Say I have a string like this:
Output:
I have some-non-alphanumeric % characters remain here, I "also, have_+ some & .here"
I want to only remove non-alphanumeric characters inside the quotations except commas, periods, or spaces:
Desired Output:
I have some-non-alphanumeric % characters remain here, I "also, have some .here"
I have tried the following sed
command matching a string and deleting inside the quotes, but it deletes everything that is inside the quotes including the quotes:
sed '/characters/ s/\("[^"]*\)\([^a-zA-Z0-9\,\. ]\)\([^"]*"\)//g'
Any help is appreciated, preferably using sed
, to get the desired output. Thanks in advance!
You need to repeat your substitution multiple times to remove all non-alphanumeric characters. Doing such a loop in sed requires a label and use of the b
and t
commands:
sed '
# If the line contains /characters/, just to label repremove
/characters/ b repremove
# else, jump to end of script
b
# labels are introduced with colons
:repremove
# This s command says: find a quote mark and some stuff we do not want
# to remove, then some stuff we do want to remove, then the rest until
# a quote mark again.

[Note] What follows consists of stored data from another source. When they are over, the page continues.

PR #10625, opened 2026-05-19
Validate label attribute name conflicts before updating

bsekachev:
### Motivation and context

When updating label attributes, renaming attributes to names already used by the same label can hit the database unique constraint on `(label, name)`. This includes swapping names between attributes and renaming one attribute to another existing attribute name.

This PR moves that failure to serializer-level validation and returns a normal validation error before attribute updates are applied. It also preserves the valid case where an attribute is deleted and another attribute is renamed to the deleted attribute’s name in the same request.

### How has this been tested?

- Added REST API coverage for attribute name swaps.
- Added REST API coverage for renaming to an existing attribute name.
- Added REST API coverage for renaming to a deleted attribute name in the same request.
- Ran:
  - `python -m py_compile cvat/apps/engine/serializers.py cvat/apps/engine/tests/test_rest_api.py`
  - `git diff --check -- cvat/apps/engine/serializers.py cvat/apps/engine/tests/test_rest_api.py changelog.d/20260519_103538_sekachev.bs.md`

### Checklist

### License

### DIFF
--- a/cvat/apps/engine/serializers.py
+++ b/cvat/apps/engine/serializers.py
@@ -542,9 +542,7 @@ class LabelSerializer(SublabelSerializer):
             return
 
         current_names_by_id = dict(
-            db_label.attributespec_set.filter(id__in=request_names_by_id).values_list(
-                "id", "name"
-            )
+            db_label.attributespec_set.filter(id__in=request_names_by_id).values_list("id", "name")
         )
 
         # A normal rename to a new name is allowed. The unsafe case is swapping
--- a/cvat/apps/engine/serializers.py
+++ b/cvat/apps/engine/serializers.py
@@ -529,39 +529,43 @@ class LabelSerializer(SublabelSerializer):
                 encountered_names.add(attr_name)
 
     @staticmethod
-    def check_no_attr_names_swap(db_label: models.Label, attrs: list[dict[str, Any]]) -> None:
-        request_names_by_id = {
+    def check_attribute_names_available(
+        db_attributes: dict[int, str], attrs: list[dict[str, Any]]
+    ) -> None:
+        requested_attribute_names = {
             attr["id"]: attr["name"]
             for attr in attrs
-            if not attr.get("deleted")
-            and attr.get("id") is not None
-            and attr.get("name") is not None
+            if attr.get("id") is not None and attr.get("name") is not None
         }
 
-        if len(request_names_by_id) < 2:
+        if not requested_attribute_names:
             return
 
-        current_names_by_id = dict(
-            db_label.attributespec_set.filter(id__in=request_names_by_id).values_list("id", "name")
-        )
-
-        # A normal rename to a new name is allowed. The unsafe case is swapping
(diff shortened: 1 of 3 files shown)


bsekachev:
@codex review

bsekachev:
@codex review

bsekachev:
@zhiltsov-max covered couple of topics we recently discussed

cvat/apps/engine/serializers.py
zhiltsov-max, line 753: Let's say we use the PATCH method for tasks to update labels. 

1. If there is an existing label attribute, and the request contains a new one with the same name, the existing label will be updated, even if `id` wasn't specified:

```json
{
  "labels": [
    {
      "name": "test",
      "id": 93,
      "attributes": [
        {
          "name": "a",
          "input_type": "checkbox"
        }
      ]
    }
  ]
}
```
-> 
```
[
  "Attribute field \"input_type\" cannot be changed"
]
```

2. Now this simply looks confusing, but if (1) is fixed somehow - `check_attribute_names_available()` checks for conflicts on already existing attributes. If there is a rename on existing attribute and a new attribute with the previous name is created, the result depends on the declaration order in the request:

```json
{
  "labels": [
    {
      "name": "test",
      "id": 93,
      "color": "#fb117d",
      "type": "any",
      "attributes": [
        {
          "name": "a",
          "input_type": "checkbox"
        },
        {
          "id": 19,
          "name": "b"
        }
      ]
    }
  ]
}
```

Both issues can't be reproduced in the UI without extra efforts, but the first one looks like a bug. The second one is questionable, you can always say that this is not supported, but it can potentially be solved by updating the existing attributes first or by pre-computing all the results before saving. `bulk_create` ([example](https://github.com/cvat-ai/cvat/blob/8b95ed69b0c91af848381a30126007068228f571/cvat/apps/engine/serializers.py#L2079)) can also help, but with `update_conflicts` it can lead to deadlocks from concurrent runs.

cvat/apps/engine/serializers.py
```diff
@@ -528,6 +528,45 @@ def check_attribute_names_unique(attrs):
...
+            for attr in attrs
+            if attr.get("id") is not None and attr.get("name") is not None
+        }
+
+        if not requested_attribute_names:
+            return
+
+        current_attribute_ids = {name: attr_id for attr_id, name in db_attributes.items()}
+        swapped_attr_names = set()
+        busy_attr_names = set()
```
zhiltsov-max: `occupied` would be a better word, busy is more about having some ongoing activity.

cvat/apps/engine/serializers.py
bsekachev: I believe this behavior comes from the existing get_or_create(label=db_label, name=attr["name"], defaults=attr) logic for attributes without an id. I didn’t change it because that would change the endpoint semantics. This patch is limited to adding serializer-level validation for updates of existing attributes, so cases that previously hit the (label, name) DB constraint return a validation error instead.

zhiltsov-max (approved):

Replace it with the two things we did not want to
# remove
s/\("[a-zA-Z0-9,. ]*\)[^"a-zA-Z0-9,. ][^"a-zA-Z0-9,. ]*\([^"]*"\)/\1\2/
# The t command repeats the loop until we have gotten everything
t repremove
'
(This will work even without the [^"a-zA-Z0-9,. ]*
, but it'll be slower on lines that contain many non-alphanumeric characters in a row)
Though the other answer is right in that doing this in perl is much easier.